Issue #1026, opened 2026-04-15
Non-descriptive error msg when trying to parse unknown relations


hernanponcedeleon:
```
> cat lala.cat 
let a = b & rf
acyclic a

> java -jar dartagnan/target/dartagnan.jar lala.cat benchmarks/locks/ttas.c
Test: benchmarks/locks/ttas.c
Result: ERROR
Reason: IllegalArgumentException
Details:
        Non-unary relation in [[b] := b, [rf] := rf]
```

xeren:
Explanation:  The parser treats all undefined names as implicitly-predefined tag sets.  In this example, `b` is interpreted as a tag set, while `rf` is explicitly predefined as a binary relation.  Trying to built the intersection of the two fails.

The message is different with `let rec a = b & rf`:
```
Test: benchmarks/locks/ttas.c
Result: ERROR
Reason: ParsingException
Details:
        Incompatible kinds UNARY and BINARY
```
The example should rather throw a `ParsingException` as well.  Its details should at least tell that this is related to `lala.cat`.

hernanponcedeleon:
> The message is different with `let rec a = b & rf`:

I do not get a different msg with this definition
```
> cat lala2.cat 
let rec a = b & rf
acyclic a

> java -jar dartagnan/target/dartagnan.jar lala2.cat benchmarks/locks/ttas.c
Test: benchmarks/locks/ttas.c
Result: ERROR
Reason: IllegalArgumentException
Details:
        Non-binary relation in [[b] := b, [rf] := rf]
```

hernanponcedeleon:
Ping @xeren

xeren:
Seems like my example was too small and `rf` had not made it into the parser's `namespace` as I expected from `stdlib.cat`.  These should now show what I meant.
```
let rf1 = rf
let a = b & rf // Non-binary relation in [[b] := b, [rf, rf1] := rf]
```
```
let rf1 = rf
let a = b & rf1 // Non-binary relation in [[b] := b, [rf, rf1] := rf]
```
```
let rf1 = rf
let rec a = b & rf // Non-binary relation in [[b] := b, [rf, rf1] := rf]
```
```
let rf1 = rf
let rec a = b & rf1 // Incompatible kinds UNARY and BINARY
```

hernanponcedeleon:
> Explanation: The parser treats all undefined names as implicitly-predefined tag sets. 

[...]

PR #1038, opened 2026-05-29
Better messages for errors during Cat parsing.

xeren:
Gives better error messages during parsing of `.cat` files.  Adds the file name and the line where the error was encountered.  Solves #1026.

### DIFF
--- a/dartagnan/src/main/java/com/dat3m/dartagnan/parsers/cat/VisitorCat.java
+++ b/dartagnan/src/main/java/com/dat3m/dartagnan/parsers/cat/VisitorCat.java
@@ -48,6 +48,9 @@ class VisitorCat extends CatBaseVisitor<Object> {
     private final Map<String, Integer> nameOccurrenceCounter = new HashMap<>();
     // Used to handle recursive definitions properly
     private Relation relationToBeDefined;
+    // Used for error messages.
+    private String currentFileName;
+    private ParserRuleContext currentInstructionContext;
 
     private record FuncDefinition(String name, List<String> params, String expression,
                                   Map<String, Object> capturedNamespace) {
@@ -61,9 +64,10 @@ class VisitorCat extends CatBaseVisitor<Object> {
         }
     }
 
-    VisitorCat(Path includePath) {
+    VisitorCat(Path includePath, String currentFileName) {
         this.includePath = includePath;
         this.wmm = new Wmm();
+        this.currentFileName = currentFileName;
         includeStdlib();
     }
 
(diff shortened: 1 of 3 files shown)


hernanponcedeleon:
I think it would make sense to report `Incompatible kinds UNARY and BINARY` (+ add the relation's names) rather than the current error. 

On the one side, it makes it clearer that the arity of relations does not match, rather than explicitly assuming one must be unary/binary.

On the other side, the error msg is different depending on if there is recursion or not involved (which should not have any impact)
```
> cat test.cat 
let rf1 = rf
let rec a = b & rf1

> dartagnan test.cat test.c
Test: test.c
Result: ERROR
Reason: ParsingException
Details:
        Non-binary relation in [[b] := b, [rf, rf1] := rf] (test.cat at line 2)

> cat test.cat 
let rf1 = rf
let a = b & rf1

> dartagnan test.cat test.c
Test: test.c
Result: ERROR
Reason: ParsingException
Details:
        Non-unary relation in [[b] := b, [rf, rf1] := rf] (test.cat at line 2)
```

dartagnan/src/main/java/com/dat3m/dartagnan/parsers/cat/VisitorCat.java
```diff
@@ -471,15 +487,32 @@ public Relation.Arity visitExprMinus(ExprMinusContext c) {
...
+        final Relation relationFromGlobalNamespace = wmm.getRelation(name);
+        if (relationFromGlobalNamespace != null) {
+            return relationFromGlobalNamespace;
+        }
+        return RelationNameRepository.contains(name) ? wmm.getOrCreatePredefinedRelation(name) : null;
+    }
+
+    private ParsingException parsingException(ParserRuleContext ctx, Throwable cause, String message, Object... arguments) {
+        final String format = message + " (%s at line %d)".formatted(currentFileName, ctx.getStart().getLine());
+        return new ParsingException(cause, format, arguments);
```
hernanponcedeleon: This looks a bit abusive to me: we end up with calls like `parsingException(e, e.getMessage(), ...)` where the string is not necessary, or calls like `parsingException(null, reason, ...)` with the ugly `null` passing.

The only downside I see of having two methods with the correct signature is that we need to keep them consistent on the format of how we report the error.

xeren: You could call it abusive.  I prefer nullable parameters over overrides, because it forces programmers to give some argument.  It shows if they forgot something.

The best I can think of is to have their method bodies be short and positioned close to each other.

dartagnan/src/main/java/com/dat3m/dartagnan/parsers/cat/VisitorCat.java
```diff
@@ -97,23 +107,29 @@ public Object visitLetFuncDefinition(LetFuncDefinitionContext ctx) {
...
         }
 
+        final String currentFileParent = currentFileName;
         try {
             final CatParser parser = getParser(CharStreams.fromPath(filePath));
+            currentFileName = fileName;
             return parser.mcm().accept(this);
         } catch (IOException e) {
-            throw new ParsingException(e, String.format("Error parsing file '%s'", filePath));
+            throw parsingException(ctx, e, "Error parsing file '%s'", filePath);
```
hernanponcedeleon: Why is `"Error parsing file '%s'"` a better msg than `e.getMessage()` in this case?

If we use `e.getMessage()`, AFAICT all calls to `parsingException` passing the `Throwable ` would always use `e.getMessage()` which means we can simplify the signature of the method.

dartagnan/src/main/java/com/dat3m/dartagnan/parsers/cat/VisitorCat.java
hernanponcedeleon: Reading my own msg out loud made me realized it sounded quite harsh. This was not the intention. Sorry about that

────

Quote every line of the records above, from the first down to the one holding "the two fails.", exactly as written.

— Exercise solution —
Issue #1026, opened 2026-04-15
Non-descriptive error msg when trying to parse unknown relations


hernanponcedeleon:
```
> cat lala.cat 
let a = b & rf
acyclic a

> java -jar dartagnan/target/dartagnan.jar lala.cat benchmarks/locks/ttas.c
Test: benchmarks/locks/ttas.c
Result: ERROR
Reason: IllegalArgumentException
Details:
        Non-unary relation in [[b] := b, [rf] := rf]
```

xeren:
Explanation:  The parser treats all undefined names as implicitly-predefined tag sets.  In this example, `b` is interpreted as a tag set, while `rf` is explicitly predefined as a binary relation.  Trying to built the intersection of the two fails.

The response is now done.